Por su necesario arraigo en cada uno, es evidente que el poder popular es algo que requiere un tiempo de cultivo. Por su profundidad y dimensión, no puede producirse por arte de magia o por decreto. En cuanto descansa en una forma de relacionarse con los demás, germina como cultura compartida en cada uno, en un proceso lento y capilar, que puede ser acelerado pero también lentificado por los ambientes políticos favorables o desfavorables.
Lo que apareció en Chile en 1972 (protección colectiva de la comunidad; debate abierto, inundando todos los resquicios de la cotidianidad; fortalecimiento y defensa de las decisiones tomadas en conjunto; acción colectiva decidida y comprometida, cada vez más sólida y eficaz) no salió de la nada, y eso significa que había una existencia previa, latente, que a pesar de no haber sido invocada por los partidos de la Unidad Popular, se empezó a desplegar debido a circunstancias políticas favorables y comenzó a inundar la vida social durante su gobierno.
Las diferentes formas que tiene la población para resolver los problemas prácticos de la vida cotidiana (y en el centro de estas formas, el trabajo) producen costumbres, arraigo, y se extienden a los terrenos que no son los de la pura supervivencia. Es aquí donde se constituye la comunidad.
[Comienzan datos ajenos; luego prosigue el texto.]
PR #526, opened 2015-03-01
temporarily disable test

nnutter:
See AR-953.


nnutter:
Merging early to get tests passing.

Cuando cada uno es integrado a través de formas diferentes de la silenciosa obediencia, o sea, cuando se incorpora la voz de cada uno a las decisiones comunes, se comienza producir un pueblo y la correspondiente posibilidad y realidad de la democracia, de este poder colectivo que descansa en cada uno.
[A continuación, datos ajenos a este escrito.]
PR #527, opened 2015-03-02
configure a site module for the SGMS.

gatoravi:
add SGMS.pm which configures backends for scopes ("unknown", "site") which are required for builds to run in the SGMS. "tgisan" seems to be TGI specific and can be ignored. This addresses https://github.com/genome/gms/issues/162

Estas formas de colaboración se convierten en la condición previa indispensable del poder popular.
Las diversas modalidades de asociación horizontal y de decisión democrática que se habían desarrollado en Chile en el siglo XX no se produjeron sólo en los tradicionales espacios de encuentro, debate y coordinación exclusivos de la élite, sino que se desplegaron también entre los ciudadanos menos privilegiados, en sindicatos, mutuales, cooperativas, partidos, y en general en diversos tipo de asociación popular.
Fueron estas últimas formas y la cultura de decidir entre todos que las acompañó durante la primera mitad del siglo XX las que se expresaron con fuerza en el período 1972-3.
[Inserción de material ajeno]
PR #528, opened 2015-03-02
Adding reminder that AnPs are created in a Pending state

chrisamiller:


chrisamiller:
I'm hoping that this will prevent me from forgetting to release AnPs, which happens like once a month...

acoffman:
+1

PR #529, opened 2015-03-02
Use parens around list

tmooney:
(Perl 5.14+ doesn't like a bare qw().)


susannasiebert:
Should we change/fix this everywhere in our code base?

tmooney:
Yes!  I'm surprised it's as common a pattern as it is.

No existe un ser humano que no pertenezca a alguna comunidad. Lo que sí existe es el silencio que acompaña a la obediencia. En cuanto este silencio es desafiado y superado, se desarrollan formas de autonomía, de voluntad compartida. En este sentido, la democracia se expresa permanentemente en el funcionamiento de estas comunidades que integran la voz de cada uno. En las sociedades contemporáneas este criterio democrático —que es el fundamento activo del poder popular— enfrenta enormes obstáculos para desarrollarse ampliamente. Pero existe y actúa.
¿En qué podría consistir abrirle espacio a un poder así en Chile?